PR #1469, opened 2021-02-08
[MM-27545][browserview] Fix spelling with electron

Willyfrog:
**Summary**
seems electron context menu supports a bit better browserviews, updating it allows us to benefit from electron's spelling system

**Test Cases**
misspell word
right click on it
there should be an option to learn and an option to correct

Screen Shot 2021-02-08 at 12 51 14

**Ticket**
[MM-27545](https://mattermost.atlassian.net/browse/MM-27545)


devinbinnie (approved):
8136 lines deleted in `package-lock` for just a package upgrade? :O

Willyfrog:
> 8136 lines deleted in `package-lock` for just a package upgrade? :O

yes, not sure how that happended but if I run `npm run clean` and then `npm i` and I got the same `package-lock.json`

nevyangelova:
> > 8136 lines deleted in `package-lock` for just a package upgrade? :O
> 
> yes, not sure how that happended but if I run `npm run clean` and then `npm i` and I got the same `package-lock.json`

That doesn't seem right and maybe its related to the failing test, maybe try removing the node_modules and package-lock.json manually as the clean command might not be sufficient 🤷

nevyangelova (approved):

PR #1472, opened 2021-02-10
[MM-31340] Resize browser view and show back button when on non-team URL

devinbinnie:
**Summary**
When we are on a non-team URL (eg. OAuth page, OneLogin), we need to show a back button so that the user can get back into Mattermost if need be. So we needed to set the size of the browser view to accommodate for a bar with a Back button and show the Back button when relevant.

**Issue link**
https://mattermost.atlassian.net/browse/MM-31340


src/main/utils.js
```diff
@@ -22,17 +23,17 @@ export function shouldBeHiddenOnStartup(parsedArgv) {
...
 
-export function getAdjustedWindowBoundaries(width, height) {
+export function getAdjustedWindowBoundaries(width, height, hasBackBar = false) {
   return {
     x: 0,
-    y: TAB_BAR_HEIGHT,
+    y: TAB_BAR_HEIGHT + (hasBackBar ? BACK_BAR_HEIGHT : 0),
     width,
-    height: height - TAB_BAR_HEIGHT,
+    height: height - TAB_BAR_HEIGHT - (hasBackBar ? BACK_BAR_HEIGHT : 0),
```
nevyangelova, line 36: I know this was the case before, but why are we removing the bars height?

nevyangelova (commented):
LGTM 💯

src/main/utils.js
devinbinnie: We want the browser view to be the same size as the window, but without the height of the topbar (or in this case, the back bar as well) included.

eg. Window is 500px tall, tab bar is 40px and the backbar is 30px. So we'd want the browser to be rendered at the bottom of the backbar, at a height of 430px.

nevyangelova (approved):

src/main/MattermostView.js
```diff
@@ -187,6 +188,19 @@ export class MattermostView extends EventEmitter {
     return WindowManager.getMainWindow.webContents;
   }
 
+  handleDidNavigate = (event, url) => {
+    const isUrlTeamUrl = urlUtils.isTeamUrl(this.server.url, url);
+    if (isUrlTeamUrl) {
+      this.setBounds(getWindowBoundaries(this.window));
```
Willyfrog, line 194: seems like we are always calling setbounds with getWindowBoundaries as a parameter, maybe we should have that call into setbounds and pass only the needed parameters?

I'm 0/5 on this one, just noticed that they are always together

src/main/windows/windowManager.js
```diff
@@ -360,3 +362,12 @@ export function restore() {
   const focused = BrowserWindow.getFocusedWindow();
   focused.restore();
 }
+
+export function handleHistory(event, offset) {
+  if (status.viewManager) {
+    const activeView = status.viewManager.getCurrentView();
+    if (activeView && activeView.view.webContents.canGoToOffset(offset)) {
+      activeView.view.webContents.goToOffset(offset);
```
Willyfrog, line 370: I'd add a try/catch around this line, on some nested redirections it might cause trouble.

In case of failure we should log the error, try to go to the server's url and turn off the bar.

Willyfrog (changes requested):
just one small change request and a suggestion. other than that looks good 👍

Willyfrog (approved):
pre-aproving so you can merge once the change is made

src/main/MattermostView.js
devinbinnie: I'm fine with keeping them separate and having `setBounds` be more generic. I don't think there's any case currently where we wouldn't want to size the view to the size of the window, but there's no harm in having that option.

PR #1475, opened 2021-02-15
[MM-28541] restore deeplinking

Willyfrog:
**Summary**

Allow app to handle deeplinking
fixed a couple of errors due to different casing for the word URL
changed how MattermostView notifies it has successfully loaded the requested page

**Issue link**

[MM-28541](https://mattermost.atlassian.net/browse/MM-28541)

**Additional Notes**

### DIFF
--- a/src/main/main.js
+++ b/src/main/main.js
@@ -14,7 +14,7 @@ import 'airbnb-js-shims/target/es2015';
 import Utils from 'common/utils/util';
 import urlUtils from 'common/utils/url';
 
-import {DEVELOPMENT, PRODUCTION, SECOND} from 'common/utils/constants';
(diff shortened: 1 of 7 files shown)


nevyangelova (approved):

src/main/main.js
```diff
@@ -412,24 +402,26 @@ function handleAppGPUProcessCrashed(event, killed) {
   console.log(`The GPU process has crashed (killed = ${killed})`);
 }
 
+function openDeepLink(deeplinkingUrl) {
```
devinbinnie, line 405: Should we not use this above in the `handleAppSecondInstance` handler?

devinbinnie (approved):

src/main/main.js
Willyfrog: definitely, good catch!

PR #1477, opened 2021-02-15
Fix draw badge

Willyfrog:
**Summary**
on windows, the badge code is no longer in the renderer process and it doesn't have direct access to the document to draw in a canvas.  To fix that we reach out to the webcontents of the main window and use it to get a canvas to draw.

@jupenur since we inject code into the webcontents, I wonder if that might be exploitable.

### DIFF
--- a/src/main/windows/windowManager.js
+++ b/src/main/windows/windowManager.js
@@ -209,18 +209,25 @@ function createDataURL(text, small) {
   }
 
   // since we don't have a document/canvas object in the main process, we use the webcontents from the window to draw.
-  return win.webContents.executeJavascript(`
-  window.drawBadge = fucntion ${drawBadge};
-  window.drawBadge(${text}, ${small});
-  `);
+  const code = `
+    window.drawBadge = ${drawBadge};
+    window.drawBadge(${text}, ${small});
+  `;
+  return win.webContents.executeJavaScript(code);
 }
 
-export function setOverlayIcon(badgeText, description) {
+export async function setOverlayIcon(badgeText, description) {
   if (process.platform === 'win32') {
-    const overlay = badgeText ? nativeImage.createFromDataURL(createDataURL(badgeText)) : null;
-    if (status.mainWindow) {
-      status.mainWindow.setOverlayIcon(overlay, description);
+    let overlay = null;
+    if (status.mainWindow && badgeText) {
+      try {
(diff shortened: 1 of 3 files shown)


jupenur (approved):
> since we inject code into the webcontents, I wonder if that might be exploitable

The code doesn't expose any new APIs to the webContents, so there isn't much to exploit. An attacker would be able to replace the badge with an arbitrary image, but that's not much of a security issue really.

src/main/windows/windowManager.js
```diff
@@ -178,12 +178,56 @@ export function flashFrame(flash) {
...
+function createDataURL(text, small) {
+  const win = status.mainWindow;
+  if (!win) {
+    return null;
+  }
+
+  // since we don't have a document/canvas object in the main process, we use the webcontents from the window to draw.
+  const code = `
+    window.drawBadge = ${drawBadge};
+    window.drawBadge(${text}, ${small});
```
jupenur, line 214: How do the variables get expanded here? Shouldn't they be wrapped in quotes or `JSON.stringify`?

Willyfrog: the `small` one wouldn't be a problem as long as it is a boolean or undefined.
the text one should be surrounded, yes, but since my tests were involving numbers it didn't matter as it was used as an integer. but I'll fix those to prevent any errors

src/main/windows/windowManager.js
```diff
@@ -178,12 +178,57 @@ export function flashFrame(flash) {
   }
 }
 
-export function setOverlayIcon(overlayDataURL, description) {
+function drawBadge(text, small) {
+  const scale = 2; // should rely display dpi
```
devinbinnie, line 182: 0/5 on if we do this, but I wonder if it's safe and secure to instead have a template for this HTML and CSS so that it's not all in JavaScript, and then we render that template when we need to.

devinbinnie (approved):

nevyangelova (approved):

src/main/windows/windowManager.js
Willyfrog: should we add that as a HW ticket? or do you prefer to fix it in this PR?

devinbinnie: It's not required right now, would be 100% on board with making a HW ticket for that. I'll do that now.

########################################

Filter the lines above, keeping and copying those that contain "needed".

:: THE COMPLETED TASK ::
When we are on a non-team URL (eg. OAuth page, OneLogin), we need to show a back button so that the user can get back into Mattermost if need be. So we needed to set the size of the browser view to accommodate for a bar with a Back button and show the Back button when relevant.
Willyfrog, line 194: seems like we are always calling setbounds with getWindowBoundaries as a parameter, maybe we should have that call into setbounds and pass only the needed parameters?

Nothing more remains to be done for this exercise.